Overview of Artificial Intelligence methods. (a) The hierarchal structure of Artificial Intelligence methods. Machine Learning is among the methods of artificial intelligence. ML includes unsupervised learning, supervised learning, and reinforcement learning. (b) The structure of Convolutional Neural Network (CNN) in analyzing plasmonic device topology. Each convolution layer is followed by a pooling layer, where the downsized feature maps are generated. (c) Visualization of the gradient descent process. The weights are gradually optimized to reach the minimum discrepancy. (d) Flow Diagram of Generative Adversarial Network. The generator which generates counterfeit data is updated based on the feedback from the discriminator, which tells the authenticity of the incoming data.

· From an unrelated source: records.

PR #367, opened 2026-09-14
add support for deep write creators

### LINKED ISSUE #25: Nuke Deep Publish

- [X] I have searched the existing issues.

image
Need a deep render/pre-render publisher

### How would you imagine the implementation of the feature?

exactly same approach like write render but with deepwrite

### Are there any labels you wish to add?

- [X] I have added the relevant labels to the enhancement request.

### Describe alternatives you've considered:

_No response_

### Additional context:

_No response_

sebastianbrandhuber:
## Changelog Description
This PR adds Write and Prerender Creator support for DeepWrites. 
Fixes https://github.com/ynput/ayon-nuke/issues/25

- Added creators:
Right now, they are slightly adjusted duplicates of the WriteRender and WritePrerender creator files.
We could also inherit from those classes and just edit what is needed to avoid code duplicates,
but that is open for discussion.
- Added server settings for DeepWriteRender and DeepWritePrerender
- Adjusted plugin and lib to use node_class variable instead of hard-coded "Write" variable.

## Testing notes:
1. Start Nuke, create new creators.


client/ayon_nuke/api/lib.py
```diff
@@ -526,13 +526,14 @@ def get_avalon_knob_data(node, prefix="avalon:", create=True):
     return data
 
 
-def add_write_node(name, file_path, knobs, **kwarg):
+def add_write_node(name, file_path, knobs, node_class, **kwarg):
```
BigRoy: Can we make the default value `="Write"` just for if anyone is using this API elsewhere in some custom script.

sebastianbrandhuber:
@BigRoy @jakubjezek001 @moonyuet 

I was going through all the plugins to see what needs to be adjusted and was wondering if we should change the product (base) types for the deep instances to something like "deeprender" and "deepprerender", and then adjust the codebase (mainly the plugins and their family filters) accordingly -  or leave things as they are?

I think especially parts like [this](https://github.com/ynput/ayon-nuke/blob/d3e30650fa5f6f2cb82c6810467d45d9bca4de38/client/ayon_nuke/plugins/publish/validate_write_nodes.py#L64) could benefit from having different product base types, without requiring too many code changes,
but I currently do not have a clear overview of what impact that would have in general.

I'm open to suggestions or any tips on what you think would be the better approach here!

sebastianbrandhuber:
> @BigRoy @jakubjezek001 @moonyuet
> 
> I was going through all the plugins to see what needs to be adjusted and was wondering if we should change the product (base) types for the deep instances to something like "deeprender" and "deepprerender", and then adjust the codebase (mainly the plugins and their family filters) accordingly - or leave things as they are?
> 
> I think especially parts like [this](https://github.com/ynput/ayon-nuke/blob/d3e30650fa5f6f2cb82c6810467d45d9bca4de38/client/ayon_nuke/plugins/publish/validate_write_nodes.py#L64) could benefit from having different product base types, without requiring too many code changes, but I currently do not have a clear overview of what impact that would have in general.
> 
> I'm open to suggestions or any tips on what you think would be the better approach here!

I went with new product base types to make sure template profiles and filtering stays flexible and can be adjusted
differently for deep products.

client/ayon_nuke/plugins/create/create_deepwrite_prerender.py
```diff
@@ -0,0 +1,87 @@
+import nuke
+
+from ayon_nuke import api as napi
+
+
+class CreateDeepWritePrerender(napi.NukeWriteCreator):
```
moonyuet: This class is pretty much the duplicate of the `CreateWritePrerender`. I think we can just adjust the `create_instance_node` from `CreateWritePrerender` and inherit `CreateDeepWritePrerender` from that class.
Same for `CreateDeepWriteRender` and I think we can inherit it from the existing `CreateWriteRender` class
Some pseudo codes below:
```python
class CreateWritePrerender(napi.NukeWriteCreator):

    settings_category = "nuke"

    identifier = "create_write_prerender"
    label = "Prerender (write)"
    product_base_type = "prerender"
    product_type = product_base_type
    icon = "sign-out"

    instance_attributes = [
        "use_range_limit"
    ]
    default_variants = [
        "Key01",
        "Bg01",
        "Fg01",
        "Branch01",
        "Part01"
    ]

    # Before write node render.
    order = 90

    def create_instance_node(
        self,
        product_name,
        instance_data,
        staging_dir=None,
        node_selection=None,
    ):
        settings = self.project_settings["nuke"]["create"]
        settings = settings[self.__class__.__name__]

        # add fpath_template
        write_data = {
            "creator": self.__class__.__name__,
            "productName": product_name,
            "fpath_template": self.temp_rendering_path_template,
            "staging_dir": staging_dir,
            "render_on_farm": (
                "render_on_farm" in settings["instance_attributes"]
            )
        }

        write_data.update(instance_data)
# ....(More code)

class CreateDeepWritePrerender(CreateWritePrerender):

    identifier = "create_deepwrite_prerender"
    label = "Prerender (deep write)"
    product_base_type = "deepprerender"
    product_type = product_base_type
    node_class = "DeepWrite"


    # Before write node render.
    order = 90

```

BigRoy:
> I was going through all the plugins to see what needs to be adjusted and was wondering if we should change the product (base) types for the deep instances to something like "deeprender" and "deepprerender", and then adjust the codebase (mainly the plugins and their family filters) accordingly - or leave things as they are?

If we can survive **without** requiring a different **base type** that'd be my preference actually. Can we refactor that @sebastianbrandhuber ?

moonyuet:
> @BigRoy @jakubjezek001 @moonyuet
> 
> I was going through all the plugins to see what needs to be adjusted and was wondering if we should change the product (base) types for the deep instances to something like "deeprender" and "deepprerender", and then adjust the codebase (mainly the plugins and their family filters) accordingly - or leave things as they are?
> 
> I think especially parts like [this](https://github.com/ynput/ayon-nuke/blob/d3e30650fa5f6f2cb82c6810467d45d9bca4de38/client/ayon_nuke/plugins/publish/validate_write_nodes.py#L64) could benefit from having different product base types, without requiring too many code changes, but I currently do not have a clear overview of what impact that would have in general.
> 
> I'm open to suggestions or any tips on what you think would be the better approach here!

I think this approach is a very good starting point. My only concern is whether it would hit some odd publishing/transcoding error when we are not using exr as image extension for deepexr writing method (there are `null` or `cdf` in terms of extensions).

client/ayon_nuke/startup/write_to_read.py
```diff
@@ -106,9 +108,12 @@ def detect_file_on_disk(
 
 
 def create_read_node(ndata, comp_start):
-    read = nuke.createNode('Read', 'file "' + ndata['filepath'] + '"')
-    read.knob('colorspace').setValue(int(ndata['colorspace']))
-    read.knob('raw').setValue(ndata['rawdata'])
+    if ndata.get("node_class") == "DeepWrite":
+        read = nuke.createNode('DeepRead', 'file "' + ndata['filepath'] + '"')
+    else:
+        read = nuke.createNode('Read', 'file "' + ndata['filepath'] + '"')
```
iLLiCiTiT:
```suggestion
    filepath = ndata["filepath"]
    if ndata.get("node_class") == "DeepWrite":
        read = nuke.createNode("DeepRead", f'file "{filepath}"')
    else:
        read = nuke.createNode("Read", f'file "{filepath}"')
```

sebastianbrandhuber:
> > I was going through all the plugins to see what needs to be adjusted and was wondering if we should change the product (base) types for the deep instances to something like "deeprender" and "deepprerender", and then adjust the codebase (mainly the plugins and their family filters) accordingly - or leave things as they are?
> 
> If we can survive **without** requiring a different **base type** that'd be my preference actually. Can we refactor that @sebastianbrandhuber ?

@BigRoy I tried that in a first approach and ran into multiple warnings from plugins like the oiio transcode or extract thumbnail plugins,
that use configurations like these:
image

I think that existing bundle configurations like ours (and probably other companies) might not work as expected or without adjustments because different plugins try to handle deep images because they are a **render** or **prerender** product base type.

I can start refactoring the current code, but wanted to make sure beforehand that this is indeed not a problem 
and possible warnings like the examples mentioned above will be handled in those plugins directly?
Not sure how we could exclude deep instances from being processed in other plugins without changing a lot of code....

BigRoy:
> I can start refactoring the current code, but wanted to make sure beforehand that this is indeed not a problem
> and possible warnings like the examples mentioned above will be handled in those plugins directly?
> Not sure how we could exclude deep instances from being processed in other plugins without changing a lot of code....

It's the ongoing debate on how to handle these, but admittedly product base type shouldn't be the solution here. I can see your reasoning from the publishing side of things, but from the AYON resulting data from it it really shouldn't be a different base type.

So I see how it's the road with least friction now, I do still think we'll need to get through it without requiring the base type to be affected.

Even though the base type is used also as publish `family` it doesn't mean that e.g. a deep render can't have an additional `deep` or `render.deep` or similar `family` that publish plug-ins filter too instead, etc.

client/ayon_nuke/plugins/create/create_deepwrite_prerender.py
sebastianbrandhuber: just pushed an update - we could also remove any duplicate class attributes now that e.g. the product base type is the same as in the inherited base class - and strip it down to just the attributes that are different for the new creator.

client/ayon_nuke/plugins/create/create_deepwrite_prerender.py
```diff
@@ -0,0 +1,21 @@
...
+    settings_category = "nuke"
+
+    identifier = "create_deepwrite_prerender"
+    label = "Prerender (deep write)"
+    product_base_type = "prerender"
+    product_type = product_base_type
+    icon = "sign-out"
+    node_class = "DeepWrite"
+
+    instance_attributes = ["use_range_limit"]
```
moonyuet: We can remove the variable of which we haven't done the changes from `CreateWritePrerender`
```suggestion
    identifier = "create_deepwrite_prerender"
    label = "Prerender (deep write)"
    node_class = "DeepWrite"

```

client/ayon_nuke/plugins/create/create_deepwrite_render.py
```diff
@@ -0,0 +1,16 @@
...
+
+class CreateDeepWriteRender(CreateWriteRender):
+    settings_category = "nuke"
+
+    identifier = "create_deepwrite_render"
+    label = "Render (deep write)"
+    product_base_type = "render"
+    product_type = product_base_type
+    icon = "sign-out"
+    node_class = "DeepWrite"
```
moonyuet, line 9: We can remove the variable of which we haven't done the changes from CreateWriteRender
```suggestion
    identifier = "create_deepwrite_render"
    label = "Render (deep write)"
    node_class = "DeepWrite"
```

client/ayon_nuke/plugins/create/create_deepwrite_prerender.py
moonyuet: > just pushed an update - we could also remove any duplicate class attributes now that e.g. the product base type is the same as in the inherited base class - and strip it down to just the attributes that are different for the new creator.

Agreed - I have already commented suggestions for the removal

sebastianbrandhuber:
With the current state of the code and going with "render" / "prerender" as a product base type,
I get an Error for the extract thumbnail plugin:

```
2026/09/15 14:10:33 WARNING: Failed to create thumbnail using oiiotool
  File "C:\Users\brandhuber\AppData\Local\Ynput\AYON\addons\core_1.9.12\ayon_core\plugins\publish\extract_thumbnail.py", line 593, in _create_thumbnail_oiio
    run_subprocess(oiio_cmd, logger=self.log)
  File "C:\Users\brandhuber\AppData\Local\Ynput\AYON\addons\core_1.9.12\ayon_core\lib\execute.py", line 182, in run_subprocess
    raise RuntimeError(exc_msg)
RuntimeError: Executing arguments was not successful: "(['C:\\Users\\brandhuber\\AppData\\Local\\Ynput\\AYON\\addons_resources\\ayon_third_party\\oiio_windows_83e412e9\\bin\\oiiotool.exe', '-i:ch=Z,A', '\\\\blackhole\\media\\vfx\\hellotobias_11144\\0001_010\\comp\\work\\0001_010_comp_compDeepMain_sbr\\0001_010_comp_compDeepMain_sbr.1033.exr', '--ch', 'R=Z,G=Z,B=Z', '--subimage', '0', '-o', 'C:\\Users\\BRANDH~1\\AppData\\Local\\Temp\\pyblish_tmp_js_fkn8z\\0001_010_comp_compDeepMain_sbr.1033_thumb.jpg'],)"Error:
oiiotool ERROR: -o : jpeg does not support 'deep' images
```
But the publish seems to be successfull

client/ayon_nuke/plugins/publish/validate_exposed_knobs.py
```diff
@@ -55,19 +55,22 @@ class ValidateExposedKnobs(
 
     settings_category = "nuke"
 
-    product_base_types_mapping = {
-        "render": "CreateWriteRender",
-        "prerender": "CreateWritePrerender",
-        "image": "CreateWriteImage"
+    creator_identifier_mapping = {
```
sebastianbrandhuber: this part still feels very rigid.

what about getting the plugin name from the create context?

```
creator_identifier = instance.data["creator_identifier"]
creator = instance.context.data["create_context"].creators.get(
    creator_identifier
)
plugin_name = creator.__class__.__name__
```

same for the validate_write_nodes plugin

client/ayon_nuke/api/plugin.py
```diff
@@ -596,6 +602,10 @@ def get_instance_group_node_children(instance):
 
 
 def get_colorspace_from_node(node):
+    # DeepWrite nodes do not have a colorspace, so return None.
+    if node.Class() == "DeepWrite":
+        return None
```
BigRoy, line 607: Doesn't this change the return type for this function from `str` to `str | None`? Not sure if we're super happy with that? Which means that on extract for these nodes we may just start guessing the colorspace on the filename?

Also, why wouldn't colors in a deep EXR have a colorspace? Wouldn't/Shoukdn't it still have a colorspace somewhere? I mean, I can see that DeepWrite node doesn't have the colorspace attribute - but how does one then actually color manage deep EXRs? 🤔 (This is probably a stupid question?)

@jakubjezek001 do you know?

client/ayon_nuke/plugins/publish/validate_exposed_knobs.py
```diff
@@ -55,19 +59,19 @@ class ValidateExposedKnobs(
...
 
-        product_base_type = instance.data["productBaseType"]
-        plugin = self.product_base_types_mapping[product_base_type]
         group_node = instance.data["transientData"]["node"]
+
+        creator_identifier = instance.data["creator_identifier"]
+        creator = instance.context.data["create_context"].creators.get(
+            creator_identifier
+        )
+        plugin = creator.__class__.__name__
```
BigRoy, line 73: We do this about three times here - should we put a helper function for this in `plugin.py`

```python
get_creator_class_name(instance: pyblish.api.Instance) -> str:
    """Return creator class name from publish instance.
    
    Often used as lookup in settings for creator-specific overrides.
    """
    creator_identifier = instance.data["creator_identifier"]
    creator = instance.context.data["create_context"].creators.get(
        creator_identifier
    )
    return creator.__class__.__name__
```

moonyuet:
> With the current state of the code and going with "render" / "prerender" as a product base type, I get an Error for the extract thumbnail plugin:
> 
> ```
> 2026/09/15 14:10:33 WARNING: Failed to create thumbnail using oiiotool
>   File "C:\Users\brandhuber\AppData\Local\Ynput\AYON\addons\core_1.9.12\ayon_core\plugins\publish\extract_thumbnail.py", line 593, in _create_thumbnail_oiio
>     run_subprocess(oiio_cmd, logger=self.log)
>   File "C:\Users\brandhuber\AppData\Local\Ynput\AYON\addons\core_1.9.12\ayon_core\lib\execute.py", line 182, in run_subprocess
>     raise RuntimeError(exc_msg)
> RuntimeError: Executing arguments was not successful: "(['C:\\Users\\brandhuber\\AppData\\Local\\Ynput\\AYON\\addons_resources\\ayon_third_party\\oiio_windows_83e412e9\\bin\\oiiotool.exe', '-i:ch=Z,A', '\\\\blackhole\\media\\vfx\\hellotobias_11144\\0001_010\\comp\\work\\0001_010_comp_compDeepMain_sbr\\0001_010_comp_compDeepMain_sbr.1033.exr', '--ch', 'R=Z,G=Z,B=Z', '--subimage', '0', '-o', 'C:\\Users\\BRANDH~1\\AppData\\Local\\Temp\\pyblish_tmp_js_fkn8z\\0001_010_comp_compDeepMain_sbr.1033_thumb.jpg'],)"Error:
> oiiotool ERROR: -o : jpeg does not support 'deep' images
> ```
> 
> But the publish seems to be successfull

you might need to pass the `--flatten` flag to extract thumbnail to make it successful

BigRoy (commented):
Looking pretty good to me - did have some questions

client/ayon_nuke/api/plugin.py
moonyuet: image

You can see the difference between the two write nodes.

BigRoy: Yes, I checked as well - it doesn't have it. My question was merely a usage question - if the write node doesn't have it, how do you actually manage colors for Deep EXRs in your production? Wouldn't you still need OCIO somewhere at some point? 🤔

sebastianbrandhuber: As far as I know, deep can contain raw rgb values next to depth samples,
but not in a traditionally "color-managed" way.

Another possible problem: If we return None,
the colorspace might also be wrongly assigned from filepath rules:
https://github.com/ynput/ayon-core/blob/f702eb95551b86f3cb4963de924a57b819ffcd2c/client/ayon_core/pipeline/colorspace.py#L1317

If we want to set a colorspace, we probably need to come up with a solution to get the RAW colorspace?
Maybe with the data role, or by guessing, but that would mean that we need a color-managed environment
and have to resolve it by a given publish context.

jakubjezek001: My assumption is mostly that DeepData exr should be usually role `data` which is RAW. 

It would only make sense to assign colorspaceData if we wanted to do some conversions to it, but I would rather not be doing so and keep data as they are.

server/settings/imageio.py
```diff
@@ -367,6 +373,30 @@ class ImageIOSettings(BaseSettingsModel):
...
+                    {"type": "text", "name": "file_type", "text": "exr"},
+                    {
+                        "type": "text",
+                        "name": "datatype",
+                        "text": "16 bit half",
+                    },
+                    {
+                        "type": "color_gui",
+                        "name": "tile_color",
+                        "color_gui": [186, 35, 35],
```
jakubjezek001, line 390:
```suggestion
                        "color_gui": [0, 3, 92],
```
I would keep the original Deep colorspace at least on Render product type

Image

jakubjezek001 (changes requested):
the colorspace change is optional only recommended. 

I was testing for now only Create and Publish on Render product type.

Validation stopped me. `Missing Reformat node in render group node` - either add exception in the validator for skipping Deep related instances or we need to add the Reformat node. 

***
and thanks a lot for your submission!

Shallow ML networks are usually subjected to simple tasks since they are composed of one input layer, one output layer, and at most one hidden layer. Although shallow ML methods show the advantage of low hardware requirement and short training time, their success is highly dependent on the quality of data representation designed by human engineers, and they may fail to process high dimensional data [60]. Besides the unsupervised techniques such as principle component analysis (PCA) and K-means clustering, the problem of data representation is often tackled by using a multi-layered structure, in which each layer may serve different purposes such as normalization, activation, convolution, etc. [61]. Deep learning, a term used to refer to this multi-layer structure, takes on a new level of autonomy for its ability to digest raw, multidimensional input data entirely without (or with little) human interference [61]. A vast variety of deep learning techniques have been developed for different purposes. For example, recurrent neural networks (RNN) are dedicated to processing sequential data such as time-domain parameters and human language translation, and convolutional neural networks (CNN) (Figure 3b) are commonly used in processing images and grid structured data [61,62,63]. ML is an incredibly vast topic that requires a deep understanding of linear algebra, probability, and programming languages [60]. So as to not derail the focus of this paper, we will mainly discuss the ML techniques used in the field of plasmonics property prediction and design.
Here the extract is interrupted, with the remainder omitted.